XI Bienal de Sao Paulo: Grande Caminhada

Performance zur 11. Biennale der Architektur in Sao Paulo

Eine kollaborative Wanderung 8 Tage / 148 km
Als Eröffnungsprojekt der Biennale der Architektur von Sao Paulo war die Wanderung eine Einladung die zentrumsfokussierte Sicht auf Architektur umzudrehen und als physische Bewegung zu erleben.
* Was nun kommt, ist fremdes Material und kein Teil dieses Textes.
PR #532, opened 2016-05-11
Intersect plane plane

og76:


nodes/geometry/intersect_plane_plane.py
```diff
@@ -0,0 +1,50 @@
...
+from ... base_types.node import AnimationNode
+
+class IntersectPlanePlaneNode(bpy.types.Node, AnimationNode):
+    bl_idname = "an_IntersectPlanePlaneNode"
+    bl_label = "Intersect Plane Plane"
+    bl_width_default = 160
+
+    def create(self):
+        self.width = 160
+        self.newInput("Vector", "Plane 1 Point", "p1_co")
```
JacquesLucke: underscores in identifiers is very uncommon.

JacquesLucke:
will also test this when I'm at home. But looks mostly ok.
maybe you don't need to define the 'zero' string, just write mathutils.Vector(..)
(not even sure if the mathutils is still needed; I put 'Vector', 'Matrix', ... in  global namespace shortly, but I'm not sure in which version atm^^)

PR #533, opened 2016-05-11
Intersect plane sphere

og76:


nodes/geometry/intersect_sphere_plane.py
```diff
@@ -0,0 +1,39 @@
+import bpy
+from ... base_types.node import AnimationNode
+
+class IntersectSpherePlaneNode(bpy.types.Node, AnimationNode):
+    bl_idname = "an_IntersectSpherePlaneNode"
+    bl_label = "Intersect Sphere Plane"
+    bl_width_default = 160
+    
+    def create(self):
+        self.newInput("Vector", "Sphere Center", "c")
```
JacquesLucke: identifier should be sphereCenter
(same with radius)

PR #534, opened 2016-05-11
Intersect sphere sphere

og76:


nodes/geometry/intersect_sphere_sphere.py
```diff
@@ -0,0 +1,54 @@
+import bpy
+from ... base_types.node import AnimationNode
+
+class IntersectSphereSphereNode(bpy.types.Node, AnimationNode):
+    bl_idname = "an_IntersectSphereSphereNode"
+    bl_label = "Intersect Sphere Sphere"
+
+    def create(self):
+        self.width = 160
+        self.inputs.new("an_VectorSocket", "Sphere 1 Center", "c1")
```
JacquesLucke: I'd prefer longer identifiers here too

PR #535, opened 2016-05-11
barycentric transform

og76:
like an adaptive for tris
transform a vector (or list) by source 3 point to target 3 point


nodes/geometry/barycentric_transform.py
```diff
@@ -0,0 +1,87 @@
...
+
+    @keepNodeState
+    def generateSockets(self):
+        self.inputs.clear()
+        self.outputs.clear()
+        
+        if self.operationType == "POINT":
+            self.newInput("Vector", "Location", "point")
+            self.newInput("Vector List", "Source Triangle Points", "t1")
+            self.newInput("Vector List", "Target Triangle Points", "t2")
```
JacquesLucke: more detailed identifiers. eg 'sourceTrianglePoints'

PR #536, opened 2016-05-11
point list normal

og76:
just calculates normal for an ordered list of points, giving the poly normal

### DIFF
--- a/nodes/geometry/point_list_normal.py
+++ b/nodes/geometry/point_list_normal.py
@@ -1,0 +1,31 @@
+import bpy
+from bpy.props import *
+from ... utils.layout import writeText
+from ... base_types.node import AnimationNode
+
+class PointListNormalNode(bpy.types.Node, AnimationNode):
+    bl_idname = "an_PointListNormalNode"
+    bl_label = "Point List Normal"
+    bl_width_default = 160
+    
+    searchTags = ["Points Normal", "Calculate Normal"]    
+    errorMessage = StringProperty()
+        
+    def create(self):
+        self.width = 160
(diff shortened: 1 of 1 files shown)


nodes/geometry/point_list_normal.py
```diff
@@ -0,0 +1,31 @@
...
+from bpy.props import *
+from ... utils.layout import writeText
+from ... base_types.node import AnimationNode
+
+class PointListNormalNode(bpy.types.Node, AnimationNode):
+    bl_idname = "an_PointListNormalNode"
+    bl_label = "Point List Normal"
+    bl_width_default = 160
+    
+    searchTags = ["Points Normal", "Calculate Normal"]
```
JacquesLucke: not sure if we need so many search tags for such a small node..

nodes/geometry/point_list_normal.py
```diff
@@ -0,0 +1,31 @@
...
+        self.newOutput("Vector", "Normal", "normal")
+        self.newOutput("Boolean", "Is Valid", "isValid")
+        
+    def draw(self, layout):
+        if self.errorMessage != "":
+            writeText(layout, self.errorMessage, icon = "ERROR", width = 20)
+        
+    def getExecutionCode(self):
+        yield "if len(points) > 2: normal, self.errorMessage = mathutils.geometry.normal(points), ''"
+        yield "else: normal, self.errorMessage = mathutils.Vector((0, 0, 0)), 'Expected min 3 different vectors'"
```
JacquesLucke: please split this up into multiple lines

Mit ethnografischem Interesse und einem Fokus auf Architektur ohne Architekten wanderten eine Gruppe mit wechselnden Teilnehmern durch die Randbereiche Sao Paulos und durch die verschiedenartigen Stadtwelten jenseits des Zentrums. Begleitet wurde die Wanderung auf Social Media, Fernsehbeiträgen, dokumentiert in einem Twitter Livestream und einer Karte, die den Standort der Gruppe in Echtzeit anzeigte.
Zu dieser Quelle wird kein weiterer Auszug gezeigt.